The annual showcase of professional basketball talent is decided by fan-based balloting, and starters are chosen by popular vote.
Vince Carter was a top vote-getter. Michael Jordan was not.
But a mass of critics came out of the woodwork and pressured Carter into doing the “right thing” and stepping down to the larger-than-life Jordan.
Yes, Carter played only 13 games this season due to injury, and yes, this was Jordan’s final All-Star game in the NBA.
But who cares? The fans didn’t, because they voted overwhelmingly for Carter.
There are no rules saying that an individual must play a certain amount of games to participate in the All-Star game.
So now, when Carter is finally up and running, he’s supposed to bow down and turn his back on the million NBA fanatics who voted for him? That’s pretty harsh.
Carter countered all of his opponents and stood confidently in his starting position.
After recognizing that it was a no-win situation, Carter said, “There were over a million plus people who had confidence in me and felt I should be out there.
To turn my back on them would be a lot worse because I still would have to see those million plus people somewhere throughout the season.
A man who makes his decision has to stand by his decision.”
Allen Iverson and Tracy McGrady, two of the East’s five starters offered their spots to Jordan.
Isaiah Thomas, the East’s head-coach was even quoted as saying, “Michael Jordan should never come off the bench in an All-Star game.”
But Carter stood strong, and no one applauded louder than I did. Then disaster struck.
As the game was set to begin, and the announcer led each of the 24 players onto the court, Carter’s name came up.
And he crumbled.
At the last minute, Carter put his tail between his legs and handed the votes of a million fans over to Jordan.
Was it an act of diplomacy? Maybe it was an act of hypocrisy instead.
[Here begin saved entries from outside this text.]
PR #219, opened 2024-05-08
DCF-1735: Add user security module for internal use 

jacob50231:
### New Features
* Added function that scans user yaml files for security concerns


gen3/tools/indexing/user_security.py
```diff
@@ -0,0 +1,150 @@
...
+                            location = "resources" + "/".join(path)
+                            logging.info(
+                                f"PHSID Found in {location} listed as an open program"
+                            )
+
+        if found == False:
+            logging.info(f"{phsid} not found in open projects")
+
+        continue_input = ""
+        while continue_input.lower() not in ["y", "n"]:
```
BedfordWest, line 111: As discussed earlier, let's set a timeout for this and skip it entirely if there are no instances of the phsid found.

BedfordWest (changes requested):
Great work! Just the one change we discussed during our touchpoint.

gen3/tools/indexing/user_security.py
```diff
@@ -48,72 +52,105 @@ def check_yaml(phsid, path, repo="commons-users", verbose=False):
...
+            if found == False:
+                logging.info(f"{phsid} not found in open projects \n")
+                if verbose == False:
+                    # If verbose is true and no phsid is found we would have already continued
+                    continue
+
+    # If we find anything ask for input (eventually times out)
+    if anything_found:
+        print("Would you like to continue? (y/n): ", end="", flush=True)
+        timeout = 5
```
BedfordWest: 5 seconds feels a bit short to me. Can we make it a bit longer? Maybe 15s?

BedfordWest (changes requested):
Overall looks good! Just one request about the timeout duration.

BedfordWest (approved):

gen3/tools/indexing/user_security.py
```diff
@@ -0,0 +1,188 @@
...
+            else:
+                lines = ", ".join(lines)
+                logging.info(f"{phsid} found in lines {lines} \n")
+
+        logging.info(f"========= Scanning file for {phsid} in open projects =========")
+        found = False
+        # Track down open_data_reader
+        policies = content[auth_meth]["policies"]
+        for i in range(len(policies)):
+            if policies[i]["id"] == "open_data_reader":
```
paulineribeyre, line 89: @BedfordWest @jacob50231 I'm a bit late but since the Gen3 SDK is widely used externally, i think the docstring should document the limitations and assumptions we make in this script, ie that "public access" == "open_data_reader" policy. That's not necessarily true:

Jordan started for the Eastern squad (who won four of the last six All-Star games) and bumbled around.
He threw up his first seven shots and missed them all.
During the first 11 minutes he was 2-for-10. He even blew a patented Jordan dunk.
But that was only the beginning.
The East literally handed him all of the playing time he wanted, as well as the final shot when the game was tied at 120.
He shot 9-27 throughout the game, and the West won in double overtime – 155-145.
Not only did the East lose, but Jordan played horribly.
Carter went back on his word, and a million fans were left wondering what happened.
When it came to basketball, Jordan was never given anything.
He earned every point, accolade and championship ring with his hard work and determination.
It’s a shame that during his final season, media attention and harsh criticism allowed him to start.
Michael Jordan is one of the greatest to ever play the game, and Vince Carter has the potential to be.
But sadly, their collective decision was anything but great.